→ **About this task**:
After reading the lines below, count those that contain "just" and give the count alone.

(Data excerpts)

PR #265, opened 2021-01-08
Added prettier

denektenina:
Needs some discussion about configuration


frontend/.prettierrc.json
```diff
@@ -0,0 +1,8 @@
+{
+    "trailingComma": "all",
+    "tabWidth": 4,
+    "semi": false,
+    "singleQuote": true,
+    "arrowParens": "always"
+}
```
nicholasdalhaug, line 7:
```suggestion
{
    "tabWidth": 4,
    "semi": false,
    "arrowParens": "avoid"
}
```

I suggest we use the `tabWidth` and `semi` as this and avoid the parenthesis around singe argument functions. And we can keep the rest as default. 

[docs](http://json.schemastore.org/prettierrc)

ReedOnly (approved):

ReedOnly (approved):
Looks good!

PR #268, opened 2021-01-11
Frontend: Create View for Edit Action sidebar component

denektenina:


ReedOnly (approved):
Component looks good, and works locally!

frontend/src/components/Action/QuestionActionsList.tsx
```diff
@@ -2,14 +2,21 @@ import React, { useState } from 'react'
...
 import { DataToCreateAction } from '../../api/mutations'
+import styled from 'styled-components'
+
+const ActionLink = styled(Typography)`
+    cursor: pointer;
+
+    &:hover {
+        text-decoration: underline;
+    }
+`
```
nicholasdalhaug, line 19: This would look better if we just used `<Typography link>...`

frontend/src/components/Action/QuestionActionsList.tsx
```diff
@@ -18,58 +25,67 @@ interface Props {
...
-                            Add action
-                        </Button>
+    const editAction = (action: Action) => {
+        setIsSidebarOpen(true)
+        setActionToEdit(action)
+    }
+
+    const onClose = () => {
+        setIsSidebarOpen(false)
+        actionToEdit && setActionToEdit(undefined)
```
nicholasdalhaug, line 39: I cannot remember having seen this used like this before, cool! But I find it more readable and explicit like this: 
```suggestion
        if (actionToEdit !== undefined) {
            setActionToEdit(undefined)
        }
```

I wanted to say that, but if you like that better I might develop a more pronounced preference later.

frontend/src/components/Action/ActionForm.tsx
```diff
@@ -0,0 +1,250 @@
...
+import { DataToCreateAction } from '../../api/mutations'
+import styled from 'styled-components'
+import ActionNotesList from './ActionNotesList'
+
+const RightOrientedDate = styled(Typography)`
+    float: right;
+`
+
+const RightOrientedSwitch = styled(Switch)`
+    float: right;
```
nicholasdalhaug, line 20: We have earlier used MUI Box with flex, but this seems better 👍

frontend/src/components/Action/ActionForm.tsx
```diff
@@ -0,0 +1,250 @@
...
+`
+
+type TextFieldChangeEvent = React.ChangeEvent<HTMLTextAreaElement> & React.ChangeEvent<HTMLInputElement>
+
+type Validity = Exclude<TextFieldProps['variant'], undefined | 'warning'>
+
+const ErrorIconComponent = <Icon size={16} data={error_filled} color="danger" />
```
nicholasdalhaug, line 27: I know it might have been there already, but maybe: 

```suggestion
const ErrorIcon = <Icon size={16} data={error_filled} color="danger" />
```

frontend/src/components/Action/ActionForm.tsx
```diff
@@ -0,0 +1,250 @@
...
+const checkIfTitleValid = (title: string) => {
+    return title.length > 0
+}
+
+const checkIfParticipantValid = (participant: Participant | undefined) => {
+    return participant !== undefined
+}
+
+interface Props {
+    action: Action | undefined
```
nicholasdalhaug, line 38: I know they are equivalent, but: 
```suggestion
    action?: Action
```

frontend/src/components/Action/ActionForm.tsx
```diff
@@ -0,0 +1,250 @@
...
+        (action && action.assignedTo && action.assignedTo.azureUniqueId) || undefined
+    )
+    const assignedTo: Participant | undefined = possibleAssignees.find(a => a.azureUniqueId === assignedToId)
+    const [assignedToValidity, setAssignedToValidity] = useState<Validity>('default')
+
+    const [dueDate, setDueDate] = useState<Date>((action && action.dueDate) || new Date())
+    const [priority, setPriority] = useState<Priority>((action && action.priority) || Priority.High)
+    const [description, setDescription] = useState<string>((action && action.description) || '')
+    const [onHold, setOnHold] = useState<boolean>(false)
+    const [note, setNote] = useState<string>('')
```
nicholasdalhaug, line 59:
```suggestion
    const [noteInProgress, setNoteInProgress] = useState<string>('')
```

frontend/src/components/Action/ActionForm.tsx
```diff
@@ -0,0 +1,250 @@
...
+
+    const assigneesOptions: SearchableDropdownOption[] = possibleAssigneesDetails.map(personDetails => ({
+        title: personDetails.name,
+        key: personDetails.azureUniqueId,
+        isSelected: personDetails.azureUniqueId === assignedToId,
+    }))
+
+    const createdDate = action && action.createDate && new Date(action.createDate).toLocaleString('en-GB').split(',')[0]
+    const isEditMode = action && action.id
```
nicholasdalhaug, line 68:
```suggestion
    const isEditMode = action !== undefined
```

frontend/src/components/Action/ActionForm.tsx
```diff
@@ -0,0 +1,250 @@
...
+    const [onHold, setOnHold] = useState<boolean>(false)
+    const [note, setNote] = useState<string>('')
+
+    const assigneesOptions: SearchableDropdownOption[] = possibleAssigneesDetails.map(personDetails => ({
+        title: personDetails.name,
+        key: personDetails.azureUniqueId,
+        isSelected: personDetails.azureUniqueId === assignedToId,
+    }))
+
+    const createdDate = action && action.createDate && new Date(action.createDate).toLocaleString('en-GB').split(',')[0]
```
nicholasdalhaug, line 67:
```suggestion
    const createdDateString = new Date(action?.createDate).toLocaleString('en-GB').split(',')[0]
```

frontend/src/components/Action/ActionForm.tsx
```diff
@@ -0,0 +1,250 @@
...
+                                onChange={(event: TextFieldChangeEvent) => setNote(event.target.value)}
+                                variant="default"
+                                style={{ height: 75 }}
+                            />
+                        </Grid>
+                        <Grid item xs={1} container={true} alignItems="center">
+                            <Icon data={add} color="color-primary"></Icon>
+                        </Grid>
+                        <Grid item xs={12}>
+                            <ActionNotesList />
```
nicholasdalhaug, line 227: This should be used. And if dummy data is needed, I think it should be placed higher in the hierarchy.

frontend/src/components/Action/ActionNotesList.tsx
```diff
@@ -0,0 +1,38 @@
...
+import { Box } from '@material-ui/core'
+
+const notes = [
+    {
+        id: 'hfjkhfkf78f6s9fhj',
+        writerName: 'Anna Therese Asheim',
+        message: 'Kan du se på dette Andreas Rønning?',
+        date: '2021-01-10T11:27:08.024+01:00',
+    },
+]
```
nicholasdalhaug, line 11: I think this should be place higher in the react hierarchy. This component could actually be finished in this PR. 

```suggestion
const notes: Note[] = [
    {
        id: 'hfjkhfkf78f6s9fhj',
        writerName: 'Anna Therese Asheim',
        message: 'Kan du se på dette Andreas Rønning?',
        date: '2021-01-10T11:27:08.024+01:00',
    },
]
```

frontend/src/components/Action/ActionNotesList.tsx
```diff
@@ -0,0 +1,38 @@
...
+
+const ActionNotesList = () => {
+    return (
+        <Box mt={2}>
+            {notes.map(note => {
+                const dateAndTime = note && note.date && new Date(note.date).toLocaleString('en-GB').split(',')
+                const date = dateAndTime[0]
+                const hours = dateAndTime[1].split(':')[0]
+                const minutes = dateAndTime[1].split(':')[1]
```
nicholasdalhaug, line 20:
```suggestion
                const noteDate = new Date(note.date)
                
                const date = noteDate.getDate()
                const hour = noteDate.getHours()
                const minutes = noteDate.getMinutes()
```

If we set the types right for the component, we can avoid the `note && note.date &&`.

nicholasdalhaug (changes requested):
You have some nice solutions here that I think we should have used some other places as well, but we can take those as we see fit. I have some comments, and I would like to discuss them as well. 

Not least, could we discuss wether or not to create a totally new sidebar? I think we can avoid some checks at least, and some props. Especially when we start having the possibility to edit actions where there is not possibility to add actions, I think it could be valuable to have a component for just editing an action. Of course, it would give some copy-paste-code, which is really bad. But let us discuss it!

frontend/src/components/Action/QuestionActionsList.tsx
denektenina: Thanks, I agree! I like to use this notation when I check for presence before using an attribute on an object, but in this case, since it's actually checking if it should perform an action, it's better to use the explicit way.

Also, I just found that the way I normally use it (`user && user.name` for instance), can be better written like user?.name, which is pretty cool :) (more info [here](https://developer.mozilla.org/en-US/docs/Web/JavaScript/Reference/Operators/Optional_chaining))

frontend/src/components/Action/QuestionActionsList.tsx
denektenina: lol, I didn't know about that. Will fix!

frontend/src/components/Action/ActionForm.tsx
denektenina: In general I prefer being consistent (by using Box since we are using it other places), but in this case it seemed that I had to add additional styling anyways to get the switch all the way to the end, so I ended up with this.

frontend/src/components/Action/ActionForm.tsx
denektenina: Yeah, it was there already but I can change it

frontend/src/components/Action/ActionForm.tsx
denektenina: Yes, that's a lot better. Not quite used to typescript yet! Will fix.

frontend/src/components/Action/ActionForm.tsx
denektenina: Will fix

frontend/src/components/Action/ActionForm.tsx
denektenina: Here I'm actually checking for id because I'm thinking it could maybe exist as an object even though it has not been saved to the database and thus not been given an ID.

frontend/src/components/Action/ActionForm.tsx
denektenina: Why do we have to include the type in the name here?

frontend/src/components/Action/ActionForm.tsx
denektenina: What do you mean?

frontend/src/components/Action/ActionNotesList.tsx
denektenina: I can make the changes but I assume I have to tweak it when connecting to the db since I don't know the real property names.

denektenina: What do you mean by higher in the react hierarchy? In the file tree?

frontend/src/components/Action/ActionForm.tsx
nicholasdalhaug: That is something that is easier to see if the create and edit action forms were separate. But I think it is safe to say that if the action is not undefined, it will have an id. Otherwise, there is an action in the database with no id, and that is an invalid state. For the action creation, we have no need for this `action` prop.

frontend/src/components/Action/ActionForm.tsx
nicholasdalhaug: Well, we do not have to. But when I read it, I thought it was a date, which it is not, it is a string. `createdDate` sounds like it is a date. On the other hand, the js `Date` is inconsistent on this since if you call `Date.getDate` you get the date number, not all the content of the date object. Could we just do `new Date(action?.createDate).getDate()`?

frontend/src/components/Action/ActionForm.tsx
nicholasdalhaug:
```suggestion
                            <ActionNotesList notes={action.notes} />
```

frontend/src/components/Action/ActionNotesList.tsx
nicholasdalhaug: Yes, in the file tree. You can find the real property names in `frontend/src/api/models.ts`.

frontend/src/components/Action/ActionForm.tsx
denektenina: Yeah it's a habit from coding forms earlier. Often you would for instance make an empty object and work with that before saving, and then the only thing that separates a saved and new object is whether or not it has been sent to the db and thus been given an Id. But since we are using state for the attributes before saving here we can use your way. Anyways, I guess the new form-or not thing is something for the later discussion? I don't mind changing it if we decide it's the best :)

frontend/src/components/Action/ActionForm.tsx
denektenina: I split the string to omit the time and only keep the date. It is possible to get each of the components of the date (like month, day and year) from the Date object of course, but since the GB-way of formatting was so close to what we needed I thought it was the best way of doing it. I can include string in the name if you feel it makes it easier to understand the code.

frontend/src/components/Action/ActionForm.tsx
denektenina: Yes, I will fix rest of the notes-things when I implement the backend functionality. This was just for the view.

frontend/src/components/Action/ActionNotesList.tsx
denektenina: I started on this but it requires some more work than just selecting two different property names (because of the Notes type). It's not a big job, but I might as well do it when I start digging into the Notes-universe in the next task later today.

frontend/src/components/Action/ActionNotesList.tsx
denektenina: If it's ok with you I will also fix this as part of the  other task

nicholasdalhaug (approved):

PR #270, opened 2021-01-11
Test startup.cs and swagger

### LINKED ISSUE #271: Component test

Christdej:
Closes #271

### DIFF
--- a/backend/api/appsettings.json
+++ b/backend/api/appsettings.json
@@ -1,25 +1,25 @@
 {
-  "AzureAd": {
-    "Instance": "https://login.microsoftonline.com",
-    "Authority": "https://sts.windows.net/3aa4a235-b6e2-48d5-9195-7fcf05b459b0/",
-    "Audience": "8829d4ca-93e8-499a-8ce1-bc0ef4840176",
-    "Domain": "equinor.com",
-    "TenantId": "3aa4a235-b6e2-48d5-9195-7fcf05b459b0",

→ **Answer**:
6